(TASK INPUTS)

PR #898, opened 2023-01-03
Use ComparableVersion from Maven and remove the duplicate

ajarmoniuk:
Removing the duplicated ComparableVersion, which is also present in Maven. 

Because it's removed, I had to rework BoundArtifactVersion a bit. Now it's not "hacking" ComparableVersion anymore, ie, it's no longer using its private implementation to compute compareTo(). Instead, it's construction "infinity-like" version by using Integer.MAX_INT and uses this to do the comparison on the standard DefaultArtifactVersion.

BoundArtifactVersion is also officially, contractually immutable, and because of that, its `parseVersion` method throws an exception and is deprecated.

Also, because the ComparableVersion is gone, the cache is also gone, so I've implemented our own, but went a bit further: we're caching DefaultArtifactVersion instead, since it's also (almost) immutable, and we're not using it's only mutating method `parseVersion()` anywhere.

On this condition, it's safe to use the cache.


ajarmoniuk:

versions-common/src/main/java/org/codehaus/mojo/versions/ordering/BoundArtifactVersion.java
```diff
@@ -1,44 +1,106 @@
...
-    private final BoundComparableVersion comparator;
+    private final ArtifactVersion comparable;
 
     /**
-     * Constructs the instance
+     * Constructs the instance given the version in a text format.
+     * @param artifactVersion version in a text format
+     * @param segment most major segment that can change, i.e. <em>not</em> held in place
+     */
+    public BoundArtifactVersion(String artifactVersion, Segment segment) {
```
ajarmoniuk, line 42: So this is the key method, I guess... 

Hope this is clear, looks a bit like first year's comp-sci exercise, but we're simply parsing the version and splitting it to tokens upon:
- a change from numbers to letters or vice-versa
- an - character
- a dot

The new constructed version will have Inetger.MAX_VALUE on all places less than the fixed segment. Also, all non-strandard tokens will be replaced by zeros (like in the old impl).

ajarmoniuk:

Issue #74, opened 2016-05-09
Support for reporting new extenions versions


obfischer:
The Maven Versions Plugin already supports the reporting of new plugin versions (`versions:plugin-updates-report`) and new versions of dependencies (`versions:dependency-updates-report`). 

If not already supported, please enhence the Maven Versions Plugin also to report new versions of Maven extensions.

obfischer:
I would like to provide a patch for this feature request.

famod:
@obfischer have you ever gotten round to implementing this?

delanym:
@famod doesn't look like it https://github.com/obfischer/fork-of-versions-maven-plugin

50 open pull requests :(

ajarmoniuk:
Okay

ajarmoniuk:
Will do this in stages. First - `display-extension-updates`.

theit:
@ajarmoniuk Are there any news on this issue? I've seen your commits, and they look very promising (at least to me) :-)

ajarmoniuk:
No news, the PR is waiting to be merged.

theit:
Is there help needed with something?

ajarmoniuk:
I don't think so. From what I can gather, Sławek (the main maintainer) is currently quite busy with Maven 4-related issues.

theit:
Ok, thanks. Have you seen my [comment](https://github.com/ajarmoniuk/versions-maven-plugin/commit/1e4bd55238e686ee6757de39ffd2ba21c1febe23#r109271112) on your latest commit?

ajarmoniuk:
Can't see any comment. Let me check...

PR #908, opened 2023-01-24
Issue #74: Add display-extension-updates

ajarmoniuk:
First stage of extensions support.

*Not* supporting core extensions. Only build extensions are supported.


versions-common/src/main/java/org/codehaus/mojo/versions/utils/ExtensionBuilder.java
```diff
@@ -0,0 +1,106 @@
+/*
+ * Licensed to the Apache Software Foundation (ASF) under one
```
slawekjaranowski, line 2: It is not ASF project

slawekjaranowski (commented):
Extension can also by defined in `.mvn/extensions.xml`
https://maven.apache.org/configure.html#mvn-extensions-xml-file

ajarmoniuk:
@slawekjaranowski added support for core extensions declared in `.mvn/extensions`

versions-maven-plugin/src/main/java/org/codehaus/mojo/versions/DisplayExtensionUpdatesMojo.java
```diff
@@ -0,0 +1,298 @@
...
+import org.codehaus.mojo.versions.utils.SegmentUtils;
+import org.codehaus.plexus.util.StringUtils;
+import org.codehaus.plexus.util.xml.pull.XmlPullParserException;
+
+import static java.util.Optional.of;
+import static org.codehaus.mojo.versions.api.Segment.MAJOR;
+
+/**
+ * Displays all build extensions that have newer versions available.
+ * <b>Does not check the core extensions.</b>
```
slawekjaranowski, line 61: Is it true?

slawekjaranowski (changes requested):

versions-model-core-extensions/src/main/mdo/core-extensions.mdo
```diff
@@ -0,0 +1,122 @@
...
+  software distributed under the License is distributed on an
+  "AS IS" BASIS, WITHOUT WARRANTIES OR CONDITIONS OF ANY
+  KIND, either express or implied.  See the License for the
+  specific language governing permissions and limitations
+  under the License.
+
+-->
+
+<model xmlns="http://codehaus-plexus.github.io/MODELLO/1.4.0" xmlns:xsi="http://www.w3.org/2001/XMLSchema-instance"
+  xsi:schemaLocation="http://codehaus-plexus.github.io/MODELLO/1.4.0 http://codehaus-plexus.github.io/modello/xsd/modello-1.4.0.xsd"
```
slawekjaranowski, line 24: There is 2.0.0 version of modelo xsd
https://codehaus-plexus.github.io/modello/modello.html

versions-maven-plugin/src/it/it-display-extension-updates-004/child/.mvn/extensions.xml
```diff
@@ -0,0 +1,8 @@
+<extensions xmlns="http://maven.apache.org/EXTENSIONS/1.0.0" xmlns:xsi="http://www.w3.org/2001/XMLSchema-instance"
+            xsi:schemaLocation="http://maven.apache.org/EXTENSIONS/1.0.0 http://maven.apache.org/xsd/core-extensions-1.0.0.xsd">
```
slawekjaranowski, line 2: Core extensions can be defined only in project root - in child module it will be skipped as I know.

versions-maven-plugin/src/main/java/org/codehaus/mojo/versions/DisplayExtensionUpdatesMojo.java
```diff
@@ -0,0 +1,293 @@
...
+import static java.util.Optional.of;
+import static org.codehaus.mojo.versions.api.Segment.MAJOR;
+
+/**
+ * Displays all build and core extensions that have newer versions available.
+ *
+ * @author Andrzej Jarmoniuk
+ * @since 2.15.0
+ */
+@Mojo(name = "display-extension-updates", threadSafe = true)
```
slawekjaranowski, line 61: Maybe we should use `aggregator` for such mojo
core extensions can be defined only in project root.

slawekjaranowski:
@ajarmoniuk please rebase this PR ... now I see in diff changes from master ...

ajarmoniuk:
> @ajarmoniuk please rebase this PR ... now I see in diff changes from master ...

Rebased.

versions-maven-plugin/src/it/it-display-extension-updates-004/child/.mvn/extensions.xml
slawekjaranowski: I don't see a check for `dummy-impl` so why this file exists?

slawekjaranowski (changes requested):
Ok, I see 
you create new module `versions-model-core-extensions` with contain a copy file core-extensions.mdo from Maven core.

I think that better will be use `org.apache.maven.cli.internal.extension.model.io.xpp3.CoreExtensionsXpp3Reader` even it is internal

ajarmoniuk:
> Ok, I see you create new module `versions-model-core-extensions` with contain a copy file core-extensions.mdo from Maven core.
> 
> I think that better will be use `org.apache.maven.cli.internal.extension.model.io.xpp3.CoreExtensionsXpp3Reader` even it is internal

Are you sure?

I asked you before when you requested me to change that:

>     Ok, so I have a question about this. Maybe I could appeal to the Maven project to make this public, or at least export the mdo?

>     I could also include the mdo file in the versions plugin. But what about its license then? > It's the ASF -- should we keep it as ASF then?

>     As an alternative, I could create a parser from scratch, be it manually, or using a bespoke XSD file and generate a parser from it.

> So, what do you think should be the course of action here?

So, what should it be?

ajarmoniuk:
> I don't see a check for dummy-impl so why this file exists?

to test if the .mvn/extensions is *not* processed in the child.

ajarmoniuk:
@slawekjaranowski and if you need time to decide, feel free to remove this from the upcoming release. 

It's not so easy. 

Maven Embedder 3.2.5 does not have Core Extensions parser. Only 3.3.9 and later has it. So we cannot use the one from Maven (so, it can't be _provided_).

slawekjaranowski:
> @slawekjaranowski and if you need time to decide, feel free to remove this from the upcoming release.
> 
> It's not so easy.
> 
> Maven Embedder 3.2.5 does not have the Core Extensions parser. Only 3.3.9 and later has it. So we cannot use the one from the same version as Maven.
> 
> https://maven.apache.org/ref/3.2.5/maven-embedder/xref/index.html

Ok, I must review of it more carefully ... so I will do it again in next week

Maybe some one else want to look also - @slachiewicz ?

ajarmoniuk:
@slawekjaranowski @slachiewicz 

It's not the only case like this in this plugin. Please have a look at e.g. parsing raw pom. Currently it's an ad-hoc parser created from scratch in the plugin, but it actually depends on Maven and the underlying document, which is **owned** by the Maven project. So it's a very similar case.

ajarmoniuk:
@slawekjaranowski I propose that we keep a version of this PR with the file from the Apache Maven project with its own ASF license and its own Modello version. Until there comes an API from Maven, which we can request or implement.

versions-model-core-extensions/pom.xml
```diff
@@ -0,0 +1,63 @@
...
+            <goals>
+              <goal>xpp3-reader</goal>
+              <goal>java</goal>
+            </goals>
+            <phase>generate-sources</phase>
+          </execution>
+          <execution>
+            <id>generate-site-doc</id>
+            <goals>
+              <goal>xdoc</goal>
```
slawekjaranowski, line 44: We should not generate xsd for this model - it is internally used for reading extensions.xml

slawekjaranowski (commented):
I think that we not need new module only for a few classes, we not need xsd for it, it is only for internal purpose.

I would like to put core-extensions.mdo into versions-common where is only used.

ajarmoniuk:
> I think that we not need new module only for a few classes, we not need xsd for it, it is only for internal purpose.
>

(End TASK INPUTS)

Could you filter the entries above for lines holding the string "Constructs" and copy them?

-     * Constructs the instance
+     * Constructs the instance given the version in a text format.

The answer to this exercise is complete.